PROBLEM DESCRIPTION: Search the data for the string "thinking" and gather each line it is in.

Stored data
Content starts

PR #17693, opened 2023-09-25
Chore/service status indications

joshenlim:
image


studio/components/interfaces/Home/ServiceStatus.tsx
```diff
@@ -0,0 +1,181 @@
...
+      isSuccess: isSuccessAuth,
+    },
+    {
+      name: 'Database',
+      isLoading: isLoadingPostgres,
+      isError: isErrorPostgres,
+      isSuccess: isSuccessPostgres,
+    },
+    {
+      name: 'Postgrest',
```
steve-chavez, line 103: IMO it's clearer this way:
```suggestion
      name: 'PostgREST',
```

steve-chavez: Alternatively just "REST" or "REST API"

studio/data/service-status/edge-functions-status-query.ts
```diff
@@ -0,0 +1,38 @@
...
+
+export type EdgeFunctionServiceStatusVariables = {
+  projectRef?: string
+}
+
+export async function getEdgeFunctionServiceStatus(
+  { projectRef }: EdgeFunctionServiceStatusVariables,
+  signal?: AbortSignal
+) {
+  const res = await get(`https://obuldanrptloktxcffvn.supabase.co/functions/v1/health-check`, {
```
alaister, line 15: Should this be a static URL? Or should `projectRef` be interpolated?

joshenlim: static URL! but good point - shouldn't need project ref here
imma keep it in the query key though, although we'd be pinging the same endpoint, but its to have RQ check once more each time the user switches projects

this check for edge functions is kinda like a v1 until we're able to make it more fine grained

alaister (approved):
LGTM!

I think it might also be good to include an action for the user to take when their services are unhealthy

PR #17717, opened 2023-09-26
Added redirect from /documentation to /docs

AdamNReese:
Redirects from /documentation to /docs on the website.

/documentation path shows a 404 not found message

## What is the new behavior?
/documentation redirects to the documentation at /docs

## Additional context
This is my first PR for the project. I want to learn the codebase and make more useful contributions.


kiwicopple:
thanks for the contribution @AdamNReese 

I think we shouldn't have any links to `/documentation` so this redirect isn't necessary. If we had it, then this would be a great contribution. Thanks!

Issue #10977, opened 2022-12-14
The file system does not support extended attributes on windows server


pckimlong:
# Bug report

## Describe the bug

I got this error when trying to host supabase on windows server 2019 docker

`The file system does not support extended attributes or has the feature disabled`

## To Reproduce

Steps to reproduce the behavior, please provide code snippets or a repository:

1. Start Supabase docker locally
2. Open studio at localhost:3000
4. Create bucket in storage UI
5. Upload a file

## Expected behavior

Upload work

## System information

- OS:  Windows Server 2019

## Additional context

I saw there others has the same problem but they are on MacOS, but I am Windows OS

pckimlong:
I try do it on docker windows 11, Everything work find. Seem like only docker on MacOS and Windows Server has this issue

JiangXin-1215:
same problem,os windows 11

the log is

2023-02-09 09: 07: 09 {
    "level": "info",
    "time": "2023-02-09T01:07:09.742Z",
    "pid": 18,
    "hostname": "a04d50663e28",
    "reqId": "req-7",
    "tenantId": "stub",
    "project": "stub",
    "req": {
        "method": "GET",
        "url": "/bucket",
        "headers": {
            "host": "storage:5000",
            "x_forwarded_proto": "http",
            "x_real_ip": "172.18.0.1",
            "x_client_info": "supabase-js/2.1.1",
            "user_agent": "Mozilla/5.0 (Windows NT 10.0; Win64; x64) AppleWebKit/537.36 (KHTML, like Gecko) Chrome/109.0.0.0 Safari/537.36",
            "accept": "*/*",
            "referer": "http://localhost:3000/"
        },
        "hostname": "storage:5000",
        "remoteAddress": "172.18.0.5",
        "remotePort": 50318
    },
    "res": {
        "statusCode": 200
    },
    "responseTime": 7.564552999800071,
    "msg": "GET | 200 | 172.18.0.5 | req-7 | /bucket | Mozilla/5.0 (Windows NT 10.0; Win64; x64) AppleWebKit/537.36 (KHTML, like Gecko) Chrome/109.0.0.0 Safari/537.36"
}
2023-02-09 09: 07: 09 {
    "level": "info",
    "time": "2023-02-09T01:07:09.807Z",
    "pid": 18,
    "hostname": "a04d50663e28",
    "reqId": "req-8",
    "tenantId": "stub",
    "project": "stub",
    "results": [],
    "msg": "results"
}
[...]

PR #17779, opened 2023-09-28
fix: use storage-api with the S3 adapter for better compatibility

fenos:

Feature / Fix

Currently, Storage-API uses the file-system adapter when using docker-compose.
As this solution works just fine, some of our users are experiencing errors when uploading files because of the limitation of the Docker File sharing implementation, only `VirtioFS` works reliably on MacOS.

Issue: https://github.com/supabase/supabase/issues/10977

## What is the new behavior?

We are now defaulting storage-api to use a local minio container and the S3 adapter, for better compatibility across systems.


inian (approved):

docker/docker-compose.yml
```diff
@@ -226,12 +257,18 @@ services:
       PGRST_JWT_SECRET: ${JWT_SECRET}
       DATABASE_URL: postgres://supabase_storage_admin:${POSTGRES_PASSWORD}@${POSTGRES_HOST}:${POSTGRES_PORT}/${POSTGRES_DB}
       FILE_SIZE_LIMIT: 52428800
-      STORAGE_BACKEND: file
+      STORAGE_BACKEND: s3
+      GLOBAL_S3_BUCKET: stub
+      GLOBAL_S3_ENDPOINT: http://minio:9000
+      GLOBAL_S3_PROTOCOL: http
+      GLOBAL_S3_FORCE_PATH_STYLE: true
```
sweatybridge, line 264: Does storage fail gracefully if user didn't create a s3 bucket? If not, we probably need to update the self-hosted guide together with these changes.

In addition, we need to document the upgrade path for existing self-hosted users with locally mounted volumes. Seems like quite a bit of work to get this through.

sweatybridge (approved):

ethicnology:
In supabase process, how long it takes for an approved PR to be merged ?

sweatybridge:
Apologies for the delay. Since this is a breaking change for existing users of filesystem backed storage, I've moved the s3 services to a separate compose file.

PR #17797, opened 2023-09-29
Update with-kotlin.mdx to fix sign in onclick

ByteSizedDesign:
The Onclick function in the sign in page was calling an non existent onSignIn() function from the model. I've altered the file to call the correct onLogin() function in the ViewModel instead.

Corrects example code within the documentation. 

Code calls a non existent function causing an error.

## What is the new behavior?

Code calls the correct onLogin() function in the ViewModel.

## Additional context


alaister:
Hi @Chemilmakhlouta,

Thanks for your PR!

It looks like the underlying issue has been resolved (https://supabase.com/docs/guides/getting-started/tutorials/with-kotlin), so I'm going to go ahead and close this as well.

PR #17824, opened 2023-09-30
Add disabled cursor style

mozi47:
Add cursor: not-allowed style to the theme toggle when it's disabled on the home and launch week pages

image


saltcod:
Apologies for the long delay on this one. Going to mark it as closed as this element is no longer being rendered on these pages. Thanks for the contribution, sorry we weren't able to get it in!

PR #17827, opened 2023-09-30
Update image-search-openai-clip.mdx to fix syntax error 

ankerbachryhl:

# Doc update

The docs used .upsert(vectors=[]) instead of of .upsert(records=[])

When using vectors in .upsert instead of records you get: "TypeError: Collection.upsert() got an unexpected keyword argument 'vectors'"

## What is the new behavior?

.upsert works as expected and add records in vector db.

### DIFF
--- a/apps/docs/pages/guides/ai/examples/image-search-openai-clip.mdx
+++ b/apps/docs/pages/guides/ai/examples/image-search-openai-clip.mdx
@@ -97,7 +97,7 @@ def seed():
 
     # add records to the *images* collection
     images.upsert(
-        vectors=[
+        records=[
             (
                 "one.jpg",        # the vector's identifier
                 img_emb1,          # the vector. list or np.array


apps/docs/pages/guides/ai/examples/image-search-openai-clip.mdx
```diff
@@ -97,7 +97,7 @@ def seed():
 
     # add records to the *images* collection
     images.upsert(
-        vectors=[
+        records=[
```
itsmdasifraza, line 100: Not needed!

ankerbachryhl: but .upsert in python vecs package doesn't accept vectors= as arguments only records?

alaister:
Hi @ankerbachryhl,

Thanks for your PR, and sorry for the delay!

It looks like the underlying issue has been resolved (https://supabase.com/docs/guides/ai/examples/image-search-openai-clip), so I'm going to go ahead and close this as well.

PR #17880, opened 2023-10-03
Feat/api side panel

joshenlim:
screenshot-2023-10-16-at-15 08 04


studio/components/interfaces/App/FeaturePreview/APISidePanelPreview.tsx
```diff
@@ -0,0 +1,48 @@
+import { BASE_PATH } from 'lib/constants'
+
+const APISidePanelPreview = () => {
+  return (
+    <div className="space-y-2">
+      <p className="text-foreground-light text-sm">
+        Get building with your client application faster with your Project's API documentation now
```
joshenlim, line 7: @saltcod wondering if you might have some thoughts about the copy writing here - feels like these are a bit wordy but i'm not sure how to concisely describe the changes haha

saltcod: Added a bunch of notes to notion! I think my biggest takeaway is we should cut a ton of this to the bone! API panel and this feature preview panel alike.

saltcod: Maybe an even more condense version of the top copy here and X all of the bottom stuff (or more likely, move the top stuff to the bottom) 

https://share.cleanshot.com/nsV61Qb1

(+ add a "Give Feedback" button to link to the Discussion we'll create, as mentioned)

joshenlim: > Added a bunch of notes to notion! I think my biggest takeaway is we should cut a ton of this to the bone! API panel and this feature preview panel alike.

gotcha on this! will go through em and see what can be actioned on immediately :)

joshenlim: > X all of the bottom stuff

i'm thinking about this though - should we? github doesnt have this section but i'm thinking it might be worth pointing out what are the UI changes once they've enabled so there won't be confusion as to things moving/changing

we could probably leave out _what_ the feature preview does though which is what most of the text is about, but i'm thinking we keep things like "GraphQL interface will shift to database page", API docs button shifts to bottom of left nav bar

joshenlim: so maybe just like this
image

studio/components/interfaces/ProjectAPIDocs/ProjectAPIDocs.tsx
```diff
@@ -0,0 +1,219 @@
...
+import { BASE_PATH } from 'lib/constants'
+
+const ProjectAPIDocs = () => {
+  const { ref } = useParams()
+  const snap = useAppStateSnapshot()
+
+  const { activeDocsSection } = snap
+  useEffect(() => {
+    console.log({ activeDocsSection })
+  }, [activeDocsSection])
```
alaister: Cheeky

studio/components/interfaces/ProjectAPIDocs/ProjectAPIDocs.tsx
```diff
@@ -0,0 +1,219 @@
...
+import FirstLevelNav from './FirstLevelNav'
+import SecondLevelNav from './SecondLevelNav'
+import { useCustomDomainsQuery } from 'data/custom-domains/custom-domains-query'
+import { BASE_PATH } from 'lib/constants'
+
+const ProjectAPIDocs = () => {
+  const { ref } = useParams()
+  const snap = useAppStateSnapshot()
+
+  const { activeDocsSection } = snap
```
alaister: I'm not sure if destructing is ideal for valtio because it doesn't always work as expected with js proxies. I'd stay on the safe side here and just always do `snap.activeDocsSection`

joshenlim: removed this one - realised its not needed

alaister (approved):
LGTM!

PR #17898, opened 2023-10-03
Update auth-azure.mdx

abs:
"Below" is better than "above" here

Docs update

image

## What is the new behavior?

"Above" becomes "below"


Isaiah-Hamilton (approved):

kevcodez:
Looks like this has already been fixed, so closing this one

PR #17906, opened 2023-10-04
Redirect to sign in if assurance level check fails on MFA page

joshenlim:


studio/pages/sign-in-mfa.tsx
```diff
@@ -31,8 +32,9 @@ const SignInMfaPage: NextPageWithLayout = () => {
           const { data, error } = await auth.mfa.getAuthenticatorAssuranceLevel()
           if (error) {
             // if there was a problem signing in via the url, don't redirect
+            toast.error(`Failed to retrieve assurance level: ${error.message}`)
```
kangmingtay, line 35: the only reason it will fail to retrieve the assurance level is if the session is missing (https://github.com/supabase/gotrue-js/blob/45b6e3e656f842c60ebe2709f59bad4eb6f5811e/src/GoTrueClient.ts#L2292) - we should just return an error saying that the user is not logged in and ask them to retry

alaister, line 35: Worth adding some action for the user to take here? Like:
```suggestion
            toast.error(`Failed to retrieve assurance level: ${error.message}. Please try signing in again`)
```

alaister: lol @kangmingtay already beat me to it

alaister (approved):
LGTM!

Content ends

RESPONSE FOR THIS EXERCISE:
i'm thinking about this though - should we? github doesnt have this section but i'm thinking it might be worth pointing out what are the UI changes once they've enabled so there won't be confusion as to things moving/changing
we could probably leave out _what_ the feature preview does though which is what most of the text is about, but i'm thinking we keep things like "GraphQL interface will shift to database page", API docs button shifts to bottom of left nav bar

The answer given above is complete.